[Collected data entries]
----------------

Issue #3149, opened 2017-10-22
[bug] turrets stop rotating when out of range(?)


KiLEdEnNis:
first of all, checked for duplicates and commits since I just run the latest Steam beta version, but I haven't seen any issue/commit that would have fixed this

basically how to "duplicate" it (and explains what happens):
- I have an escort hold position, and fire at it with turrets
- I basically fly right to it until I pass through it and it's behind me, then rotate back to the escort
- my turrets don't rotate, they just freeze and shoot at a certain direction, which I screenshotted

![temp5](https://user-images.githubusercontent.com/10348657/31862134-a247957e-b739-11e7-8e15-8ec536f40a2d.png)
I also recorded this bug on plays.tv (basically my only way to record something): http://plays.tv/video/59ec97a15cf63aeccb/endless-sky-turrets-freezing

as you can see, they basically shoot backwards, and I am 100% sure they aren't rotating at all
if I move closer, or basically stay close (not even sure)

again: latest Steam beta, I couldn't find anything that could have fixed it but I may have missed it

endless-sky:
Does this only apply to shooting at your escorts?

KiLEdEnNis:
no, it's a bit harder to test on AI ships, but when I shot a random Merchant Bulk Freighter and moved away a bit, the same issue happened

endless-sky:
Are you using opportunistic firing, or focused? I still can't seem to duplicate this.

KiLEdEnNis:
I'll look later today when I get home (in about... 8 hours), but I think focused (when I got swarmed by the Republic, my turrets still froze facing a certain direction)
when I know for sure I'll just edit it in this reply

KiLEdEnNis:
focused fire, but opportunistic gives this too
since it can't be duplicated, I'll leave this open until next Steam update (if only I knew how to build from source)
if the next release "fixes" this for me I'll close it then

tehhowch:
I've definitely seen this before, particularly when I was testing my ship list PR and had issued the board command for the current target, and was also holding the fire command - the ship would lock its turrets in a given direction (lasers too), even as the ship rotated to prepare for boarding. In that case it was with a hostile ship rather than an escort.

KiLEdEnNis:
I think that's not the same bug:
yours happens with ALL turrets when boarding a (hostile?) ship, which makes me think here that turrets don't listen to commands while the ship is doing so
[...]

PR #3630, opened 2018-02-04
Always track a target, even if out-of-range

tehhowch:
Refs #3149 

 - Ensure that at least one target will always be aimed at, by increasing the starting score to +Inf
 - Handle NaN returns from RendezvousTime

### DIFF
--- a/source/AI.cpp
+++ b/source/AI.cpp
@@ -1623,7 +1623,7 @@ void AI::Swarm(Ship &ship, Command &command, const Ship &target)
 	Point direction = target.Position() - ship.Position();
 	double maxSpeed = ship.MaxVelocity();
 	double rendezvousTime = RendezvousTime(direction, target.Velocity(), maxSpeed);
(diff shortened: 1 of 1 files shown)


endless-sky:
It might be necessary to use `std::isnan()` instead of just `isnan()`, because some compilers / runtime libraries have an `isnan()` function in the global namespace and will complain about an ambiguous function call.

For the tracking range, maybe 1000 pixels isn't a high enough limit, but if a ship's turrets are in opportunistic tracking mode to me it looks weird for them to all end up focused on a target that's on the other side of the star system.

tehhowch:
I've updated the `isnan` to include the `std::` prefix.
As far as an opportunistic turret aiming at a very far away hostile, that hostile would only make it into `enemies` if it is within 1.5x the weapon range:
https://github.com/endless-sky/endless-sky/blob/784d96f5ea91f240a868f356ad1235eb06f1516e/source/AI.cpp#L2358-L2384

----------------

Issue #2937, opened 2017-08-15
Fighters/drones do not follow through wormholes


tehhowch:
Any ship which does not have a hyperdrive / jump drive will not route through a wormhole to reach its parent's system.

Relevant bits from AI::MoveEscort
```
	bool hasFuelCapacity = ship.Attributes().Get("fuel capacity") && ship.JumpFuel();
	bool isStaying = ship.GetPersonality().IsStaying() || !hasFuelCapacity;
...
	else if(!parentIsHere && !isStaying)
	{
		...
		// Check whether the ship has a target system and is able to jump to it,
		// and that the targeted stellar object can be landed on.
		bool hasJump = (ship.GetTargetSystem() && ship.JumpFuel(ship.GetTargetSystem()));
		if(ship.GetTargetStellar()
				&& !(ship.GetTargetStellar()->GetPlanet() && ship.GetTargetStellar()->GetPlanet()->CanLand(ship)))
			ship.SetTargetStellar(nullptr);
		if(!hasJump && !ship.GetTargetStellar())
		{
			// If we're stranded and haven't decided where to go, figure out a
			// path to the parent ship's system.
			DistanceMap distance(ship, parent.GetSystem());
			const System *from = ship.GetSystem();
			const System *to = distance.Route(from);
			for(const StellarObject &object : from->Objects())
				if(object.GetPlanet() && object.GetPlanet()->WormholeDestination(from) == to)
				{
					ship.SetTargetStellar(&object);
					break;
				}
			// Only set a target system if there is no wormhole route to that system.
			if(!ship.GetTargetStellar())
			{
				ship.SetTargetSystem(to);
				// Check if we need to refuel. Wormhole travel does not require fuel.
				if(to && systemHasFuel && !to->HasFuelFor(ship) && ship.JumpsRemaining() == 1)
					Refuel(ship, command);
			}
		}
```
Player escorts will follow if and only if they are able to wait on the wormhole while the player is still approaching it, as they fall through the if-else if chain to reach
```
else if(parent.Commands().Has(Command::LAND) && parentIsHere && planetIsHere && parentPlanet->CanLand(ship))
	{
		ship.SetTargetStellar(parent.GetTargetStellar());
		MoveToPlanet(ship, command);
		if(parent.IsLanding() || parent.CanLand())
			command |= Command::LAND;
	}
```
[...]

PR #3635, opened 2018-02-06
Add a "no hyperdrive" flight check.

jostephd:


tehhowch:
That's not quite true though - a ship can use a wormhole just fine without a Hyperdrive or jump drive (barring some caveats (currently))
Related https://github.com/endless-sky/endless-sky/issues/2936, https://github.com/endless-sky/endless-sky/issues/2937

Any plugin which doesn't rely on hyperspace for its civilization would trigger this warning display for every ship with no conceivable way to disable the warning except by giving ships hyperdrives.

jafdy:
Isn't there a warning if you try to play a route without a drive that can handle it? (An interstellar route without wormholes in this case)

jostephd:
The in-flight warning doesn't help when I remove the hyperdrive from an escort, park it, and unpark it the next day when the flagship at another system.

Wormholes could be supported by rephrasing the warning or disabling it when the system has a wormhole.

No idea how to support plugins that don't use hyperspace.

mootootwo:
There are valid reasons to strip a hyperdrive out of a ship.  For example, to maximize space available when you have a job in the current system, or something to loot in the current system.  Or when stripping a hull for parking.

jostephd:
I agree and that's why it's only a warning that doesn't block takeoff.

----------------

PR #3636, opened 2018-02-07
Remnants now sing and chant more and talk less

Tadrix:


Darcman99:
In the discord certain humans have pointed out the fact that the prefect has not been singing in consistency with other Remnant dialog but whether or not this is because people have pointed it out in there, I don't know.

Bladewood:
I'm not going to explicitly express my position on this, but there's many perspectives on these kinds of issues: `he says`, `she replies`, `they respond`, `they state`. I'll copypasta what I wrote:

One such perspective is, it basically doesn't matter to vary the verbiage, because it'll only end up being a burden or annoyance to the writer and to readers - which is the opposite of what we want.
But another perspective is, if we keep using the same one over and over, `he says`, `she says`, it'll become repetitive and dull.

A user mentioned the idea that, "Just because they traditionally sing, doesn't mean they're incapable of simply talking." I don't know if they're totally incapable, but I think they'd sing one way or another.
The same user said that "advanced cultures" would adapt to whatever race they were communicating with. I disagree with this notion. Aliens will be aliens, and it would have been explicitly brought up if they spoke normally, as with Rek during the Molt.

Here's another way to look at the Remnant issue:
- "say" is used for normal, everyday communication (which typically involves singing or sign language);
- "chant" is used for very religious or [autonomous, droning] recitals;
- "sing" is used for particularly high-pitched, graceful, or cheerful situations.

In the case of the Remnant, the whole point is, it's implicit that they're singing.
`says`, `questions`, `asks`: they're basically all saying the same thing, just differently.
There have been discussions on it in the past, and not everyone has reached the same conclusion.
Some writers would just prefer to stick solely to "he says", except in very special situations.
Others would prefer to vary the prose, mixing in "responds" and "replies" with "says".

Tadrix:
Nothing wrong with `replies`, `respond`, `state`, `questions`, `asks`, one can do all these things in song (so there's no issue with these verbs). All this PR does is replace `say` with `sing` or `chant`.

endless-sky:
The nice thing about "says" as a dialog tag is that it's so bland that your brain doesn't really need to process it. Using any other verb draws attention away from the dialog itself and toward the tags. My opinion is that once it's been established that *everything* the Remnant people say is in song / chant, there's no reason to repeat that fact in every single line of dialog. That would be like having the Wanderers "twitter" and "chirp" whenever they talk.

----------------

▸ EXERCISE: How many lines in the entries hold the word "because"? Only the number is wanted.

▸ SOLUTION BELOW: 4